The visit and the CCP’s reaction, with the Chinese Ambassador to France predicting that all Taiwanese will need “re-education,” may help the cause of human rights in China. But a follow-up is needed.
by Marco Respinti
The visit to Taiwan by the Speaker of the US House, Nancy Pelosi, and her meeting with the Republic of China’s President, Tsai Ing-wen, on August 3, 2022, are still causing reactions and roars. China is outraged. It defined the trip a blatant and futile provocation, immediately started military drills in the region, interrupted any dialogue with the United Stated, threatened “serious consequences,” and even sanctioned Pelosi.
In the West, Pelosi’s trip ignited conflicting evaluations as well. This is not surprising, but what is less common is that the reactions did not follow the usual political or even party lines, and both pros and cons had a somewhat bipartisan support.
Pelosi’s trip gained favor and even enthusiasm from both right and left among those who are decided to stop and roll back the Chinese Communist threat in the region and in the whole world, advocating for human rights, democracy, and religious liberty.
On the other front, opponents of Pelosi judged her trip an unnecessary provocation. A minority did it for ideological sympathy with the PPC, the majority for different reasons that can be summed up by the theory that China should not be provoked.
Some opponents from the right side of the political spectrum commented that Pelosi’s trip to Taiwan had more to do with US domestic policy than foreign affairs. Two groups emerge in this lot. One says it was just propaganda in sight of the US mid-term election of November 8, 2022, with the Democratic Party (of which Pelosi is one of the leaders) in need of winning as much undecided vote as possible, during a crucial campaign in what is now journalistically called “post-Roe America.”
They mean that the Democrats, to avoid focusing on controversial domestic topics only, may try to attract the voters’ attention on different subjects. Taiwan’s cause may serve well this aim, maybe also in an attempt to gain favors with those holding an American passport in the Chinese, Uyghur, and Tibetan diaspora.
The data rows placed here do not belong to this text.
PR #738, opened 2019-07-31
Fix #724

### LINKED ISSUE #724: Pawns try to fire with empty mag before reloading
Not sure if this is intended, but pawns often waste time aiming at targets while their mag is empty, only reloading after done aiming. This affects all bolt-action and semi-automatic weapons. Automatics are only affected if their burst count exactly matches the number of rounds left in the mag.

In particular, this severely cripples Inferno cannons due to their single-shot nature, as the centipede will fire one round, go through the process of aiming another shot, realize it's empty, reload a new one, then finally fire a second round for real.

LockdownX7:
Fixes the issue where pawns go through an aiming cycle while their magazine is already empty.

### DIFF
--- a/Source/CombatExtended/CombatExtended/Verbs/Verb_ShootCE.cs
+++ b/Source/CombatExtended/CombatExtended/Verbs/Verb_ShootCE.cs
@@ -94,41 +94,9 @@ namespace CombatExtended
         // Whether our shooter is currently under suppressive fire
         private bool IsSuppressed => ShooterPawn?.TryGetComp<CompSuppressable>()?.isSuppressed ?? false;
 
-        //Checks if magazine-fed weapon needs to reload before able to shoot again (out-of-ammo state is automatically handled by TryStartReload)
-        private bool NeedsMagazineReload => CompAmmo != null && CompAmmo.HasMagazine && CompAmmo.CurMagCount == 0;
-
-        //Mag-less weapons need separate handling for out-of-ammo state, as TryStartReload does nothing for them
-        private bool IsMaglessWeaponOutOfAmmo => CompAmmo != null && !CompAmmo.HasMagazine && CompAmmo.UseAmmo && !CompAmmo.HasAmmo;
-
-        private bool IsAttacking => ShooterPawn?.CurJobDef == JobDefOf.AttackStatic || ShooterPawn?.stances.curStance is Stance_Warmup;
-
         #endregion
 
         #region Methods
-
-        public override bool Available()
-        {
-            if (!base.Available())
-            {
-                return false;
-            }
-
-            if (IsAttacking)
-            {
-                if (NeedsMagazineReload)
-                {
-                    CompAmmo?.TryStartReload();
-                    return false;
-                }
-                if (IsMaglessWeaponOutOfAmmo)
-                {
-                    CompAmmo?.DoOutOfAmmoAction();
-                    return false;
-                }
-            }
-
-            return true;
-        }
 
         /// <summary>
         /// Handles activating aim mode at the start of the burst
@@ -254,10 +222,6 @@ namespace CombatExtended
                         }
                     }
                     return CompAmmo.Notify_PostShotFired();
-                }
-                if (NeedsMagazineReload)
-                {
-                    CompAmmo?.TryStartReload();
                 }
                 return true;
             }
--- a/Source/CombatExtended/CombatExtended/Verbs/Verb_ShootCE.cs
+++ b/Source/CombatExtended/CombatExtended/Verbs/Verb_ShootCE.cs
@@ -94,9 +94,41 @@ namespace CombatExtended
         // Whether our shooter is currently under suppressive fire
         private bool IsSuppressed => ShooterPawn?.TryGetComp<CompSuppressable>()?.isSuppressed ?? false;
 
+        //Checks if magazine-fed weapon needs to reload before able to shoot again (out-of-ammo state is automatically handled by TryStartReload)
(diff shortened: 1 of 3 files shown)


Source/CombatExtended/CombatExtended/Verbs/Verb_ShootCE.cs
```diff
@@ -94,10 +94,42 @@ protected override float SwayAmplitude
         // Whether our shooter is currently under suppressive fire
         private bool IsSuppressed => ShooterPawn?.TryGetComp<CompSuppressable>()?.isSuppressed ?? false;
 
+        //Checks if magazine-fed weapon needs to reload before able to shoot again (out-of-ammo state is automatically handled by TryStartReload)
```
NoImageAvailable: Why not use the properties already included in CompAmmo?

Source/CombatExtended/CombatExtended/Verbs/Verb_ShootCE.cs
```diff
@@ -94,10 +94,42 @@ protected override float SwayAmplitude
...
+        //Mag-less weapons need separate handling for out-of-ammo state, as TryStartReload does nothing for them
+        private bool IsMaglessWeaponOutOfAmmo => CompAmmo != null && !CompAmmo.HasMagazine && CompAmmo.UseAmmo && !CompAmmo.HasAmmo;
+
+        private bool IsAttacking => ShooterPawn?.CurJobDef == JobDefOf.AttackStatic || ShooterPawn?.stances.curStance is Stance_Warmup;
+
         #endregion
 
         #region Methods
 
+        public override bool Available()
```
NoImageAvailable: This should be handled via the base class

Source/CombatExtended/CombatExtended/Verbs/Verb_ShootCE.cs
```diff
@@ -94,10 +94,42 @@ protected override float SwayAmplitude
...
+            if (IsAttacking)
+            {
+                if (NeedsMagazineReload)
+                {
+                    CompAmmo?.TryStartReload();
+                    return false;
+                }
+                if (IsMaglessWeaponOutOfAmmo)
+                {
+                    CompAmmo?.DoOutOfAmmoAction();
```
NoImageAvailable: OutOfAmmoAction is already part of TryStartReload

LockdownX7: It is, but if you call TryStartReload on something like a bow, the function returns instantly because there isn't a magazine to reload, and the pawn will just sit there staring at their target, instead of switching to their next weapon like they should.

Source/CombatExtended/CombatExtended/Verbs/Verb_ShootCE.cs
LockdownX7: If you mean why not use the CanBeFiredNow property: because that one always returns true when the ammo system is disabled, even though weapons still need to reload when their magazine goes empty. Having checked again, I still can't find a property that does exactly what I need for NeedsMagazineReload.

Source/CombatExtended/CombatExtended/Verbs/Verb_ShootCE.cs
LockdownX7: I put this in Verb_ShootCE because there's also an added reload check at the end of TryCastShot(), and it made sense to me that all the reload logic should be contained in the same class. With that in mind, should the TryCastShot() reload check also be moved into LaunchProjectile?

Source/CombatExtended/CombatExtended/Verbs/Verb_ShootCE.cs
NoImageAvailable: That's a bug in TryStartReload then and should be fixed there, not here.

Source/CombatExtended/CombatExtended/Verbs/Verb_ShootCE.cs
NoImageAvailable: The base class already has a reload check though.

Source/CombatExtended/CombatExtended/Verbs/Verb_ShootCE.cs
NoImageAvailable: There's a slew of properties for all combinations of magazine and ammo states that should make all these additions redundant.

LockdownX7: After the change to make TryStartReload() handle out-of-ammo state properly for bows/etc, I was able to simplify the code a fair bit, but I'm still having to use a large combination of AmmoUser properties to know whether TryStartReload() should be called. Here's my dilemma:

For magazine weapons, we just need to know if the mag count is at 0. It doesn't matter if there's ammo in the inventory, or if the ammo system is disabled entirely, the resulting action is always the same: call TryStartReload() so it either puts a fresh mag in, or unequips the weapon. In code terms, that's (HasMagazine && CurMagCount == 0).

For no-mag weapons, it's slightly different: We do care about ammo in the inventory, because the weapon feeds directly off it. But only if the ammo system is on. That translates to (!HasMagazine && UseAmmo && !HasAmmo).

In summary, a property is needed that resolves ((HasMagazine && CurMagCount == 0) || (!HasMagazine && UseAmmo && !HasAmmo)). Is there one in CompAmmoUser that does such a thing? No...  !CanBeFiredNow comes really close, but it assumes that magazines never need to reload when the ammo system is disabled, so it doesn't make the cut. (That might well be a bug for all I know, though)

So where do I go from here? Is the logic of CanBeFiredNow intentional, or do I need to fix it? If it's intended, should I make a separate new property in CompAmmoUser for the needed purpose?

The other group of opponents from the right side regards the trip as an answer to those who regard the Biden administration as weak in foreign policy, and to the Trump supporters who claim that the former president was more effective in containing China. These forms of criticism differ, but what they have in common is that they see Pelosi’s motivations as mostly connected to American domestic politics.
These are political considerations, a field Bitter Winter normally tries to avoid. Our field is human rights and religious liberty. Would Pelosi’s trip benefit or damage the cause of human rights in Mainland China?
Communist China is a totalitarian regime that occupied most of the country out of a civil war and a coup that swamped its population in blood. Human rights violations and systematic trespass on religious liberty are the daily bread of Communist China. Taiwan has at least taken the road to democracy. There are religious liberty and human rights problems in Taiwan too, and Bitter Winter denounces them openly, as evidenced by its coverage of the “Tai Ji Men case.” But at least, within a democratic country like Taiwan there is room for transitional justice rectifying the wrongdoings of the past, protest, and discussion. Nobody is allowed to take to the streets and protest in China.
Seen in this light, Pelosi’s trip may be read as a statement that a Chinese way to democracy is possible, Taiwan is a living testimony to it, and the United States will support it. Protecting Taiwan against Beijing’s threats is a way of affirming the primacy of human rights. Other countries are moving, or may move, in the same direction. The Indian press’ attitude to Taiwan, for example, signals a certain shift after Pelosi’s trip.
China’s own reaction to the trip may indeed support the conclusion that the alternative is between defending Taiwan and allowing the Beijing regime to prepare another human rights catastrophe. Millions of Uyghurs are “re-educated” in Xinjiang (which its non-Han inhabitants prefer to call East Turkestan) in the dreaded transformation through education camps, but in the case of Taiwan a senior Chinese diplomat has suggested that the “re-education” after the island’s “return” to China may well involve the entire population.
In an interview with French broadcaster LCI, Chinese ambassador to France Lu Shaye said re-education would be required because the government in Taipei had “indoctrinated and intoxicated” the population with anti-Chinese education for decades. “Why do I say ‘re-educate’? Because the authorities of Taiwan have made an education of ‘desinicisation’ on its population, which is effectively indoctrinated and intoxicated. It must be re-educated to eliminate separatist thought and secessionist theory,” the ambassador said.
Whether Pelosi’s trip would be seen in the future as contributing to the cause of human rights in China would of course depend on its follow-up and the attitude of the United States, Europe, and the Asian democratic countries towards Taiwan. Beyond this looms the difficult question of the United Nations Security Council and the veto power of non-democratic states such as Russia and China. Russia’s invasion of Ukraine has led many to call for a reform of the Security Council, which was clearly manipulated by the Putin regime during the Ukrainian crisis. China’s role in that institution is not less dangerous.